At the Home of the Ancients
Today dawned sunny but cold. It was only 50 degrees when we checked out of the motel in Moab, but weather forecasters promised warming into the 70's.Needles Overlook, a Bureau of Land Management viewpoint of the valley, gave us spectacular vistas of the Colorado River valley and the Needles formations of Canyonlands.
"It's out in nowhere. We'll have it all to ourselves," said Andy, as we drove the lonely 22-mile road in.
Needles Overlook, an extensive overlook maintained by the Bureau of Land Management, allows visitors a panoramic view of the Colorado River basin. |
I swallowed hard just looking at them. The fence lined the very edge of the sandstone cliff. In the distance the Needles rose in sharp pinnacles. Cedar Mesa sandstone, these formations were laid down 225 million years ago from a coastal sand dune layer. Eroded over time by water, the loose sand and salt deposits washed away, leaving deep red spires. Nature was a magnificent artist here.
Posing at Colorado Viewpoint of Needles Overlook is chilly on the first full day of fall. |
Six Shooter Viewpoint at Needles Overlook shows the Needles section of Canyonlands. |
"That's it!" said Andy, turning around before we crossed the wash.
"We could walk," I offered. "The petroglyphs are about a half mile on the other side of the wash."
"Not way out here with everything still in the car," he replied.
Only a wire fence blocks views of the needle rock formations at Six Shooter Viewpoint. |
We headed back on Route 191 to Sand Island. There an extensive rock art panel contains images from 800 to 2500 years ago. Among the San Juan figures carved into the surface of the sandstone or dessert varnish are multiple images of big horn sheep and of Kokopelli, the hump-backed flute player. The literature said he might have been an ancient "salesman" or trader who traveled from Mexico to Canada and carried trade items to and from each culture he encountered. Andy and I had never read that before. We walked a limited portion of the trail along the canyon wall. It was overgrown, rocky and prime rattlesnake territory.

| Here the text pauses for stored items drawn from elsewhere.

PR #1365, opened 2017-09-18
fix(upgrade): correctly deal with upgrade

### LINKED ISSUE #1312: Add test to ensure we deal with upgrade to http2
See #1227.

bassosimone:
While there, add regress tests.

Closes #1312.

### DIFF
--- a/include/private/http/response_parser.hpp
+++ b/include/private/http/response_parser.hpp
@@ -181,9 +181,25 @@ class ResponseParserNg : public NonCopyable, public NonMovable {
     size_t parser_execute(const void *p, size_t n) {
         size_t x =
             http_parser_execute(&parser_, &settings_, (const char *)p, n);
+        // FIX: I initially coded `upgrade` as the following commented out code
+        // does, because I did read [the documentation of http-parser](
+        // https://github.com/nodejs/http-parser#the-special-problem-of-upgrade)
+        // but it seems that is written more with servers in mind.
+        //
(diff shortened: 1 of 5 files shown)


include/private/http/response_parser.hpp
```diff
@@ -181,9 +181,25 @@ class ResponseParserNg : public NonCopyable, public NonMovable {
...
+        //
+        // This fixes for example the `http://aseansec.org/` URL.
+        //
+        // I am going to keep the code below commented out and this comment
+        // so the choices I made are clear and documented.
+        /*
         if (parser_.upgrade) {
             throw UpgradeError();
         }
+        */
```
hellais: Maybe then you want to just delete the code in here and move the comment above into the commit message?

bassosimone:
Note: the unit tests fail because I need to remove (or comment out) the test that was checking that `UPGRADE` was actually thrown by the parser.

include/private/http/response_parser.hpp
bassosimone: Yeah, makes sense!

hellais: Yes I agree with this fix. Actually `Upgrade` is used to "kind of" advertise support for HTTP2 (or spdy) so in those cases the client knows it can use it (like you say "informational"). Maybe in the future we want to also support HTTP2 so maybe it's worth referencing this commit in that ticket to know the point of the code where that logic should/could be hooked.

bassosimone:
Squashing and merging!

PR #34, opened 2024-05-07
Update flake

javierhonduco:
And fix lint errors. Seems like .cargo/config now lives in .cargo/config.toml


javierhonduco:
The way the kernel images are fetched is quite kludgy, we need to rework this, and this is blocked until we use the derivation paths rather than the hardcoded hashes

src/profiler.rs
```diff
@@ -930,7 +930,7 @@ impl Profiler<'_> {
             return true;
         }
 
-        return self.filter_pids.get(&pid).is_some();
+        self.filter_pids.contains_key(&pid)
```
gmarler, line 933: This does look nicer/cleaner

javierhonduco:
cc @gmarler I've made some small changes to the CLI arguments. To run the kernel tests `nix run .#vmtest`

PR #35, opened 2024-05-07
ci: Build container image

javierhonduco:
Test Plan
=========

CI


javierhonduco:
Mmm seems like cancellation of duplicated workflows is not working properly...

At Sand Island the sandstone wall of petroglyphs dates from 800 to 2500 years old. |
Hovenweep is Paiute for "deserted valley." The Hovenweep National Monument is actually a collection of five prehistoric ancestral Pueblo canyon head villages, constructed about 800 years ago between 1230 and 1270 A.D. The whole area is an ancient village site on a portion of the Great Sage Plain known as Cajon Mesa. Square Tower Unit, which we walked, is the largest section. The primitive road to Cajon, the lowest section in elevation about nine miles southwest, was rutted and not suitable for a Ford Focus. We even tried to drive it. Ranger Todd told us not to even try getting to outlying units called Holly, Horseshoe, Hackberry and Cutthroat Castle due to last night's rain.
Hovenweep preserves the ancient community of ancestral Puebloans who lived along Little Ruin Canyon. |
Prolonged drought; overuse of natural resources, like depletion of soil for growing corn, beans and squash, and removal of trees; as well as possible internal strife may have driven these ancient people from the region. They settled in what are now the pueblos of the Rio Grande valley in New Mexico and the Hopi mesas of Arizona.
Archaeology indicates these pueblo dwellers used check dams for irrigation of their small fields, solar calendars and astronomy to calculate growing seasons, and pottery, jewelry and clothing to improve their lives.
A rock arch connects the two sides of the canyon, uniting the families of the ancient village. |
All in ruins, the skilled craftsmanship of Hovenweep Castle, Square Tower and Tower Point hold mysteries about the past that will probably never be solved. |
Beautifully maintained and delightful to walk, the Little Ruin Trail gave us a feel for life in ancient Hovenweep.
Back at the Visitor Center, Ranger Todd chatted with us about oil production in the area and the arguments on both sides over fracking.
"I understand why Blanding developed where it did," said Andy, as we drove back to town for the night. Just like the ancients who chose the head of a canyon for the village site, Blanding is set at the base of a group of mountain peaks. "Look, Blanding has a secure water source from those mountains, that island in the sky," he added.
The residents of Blanding must have learned from the Puebloans.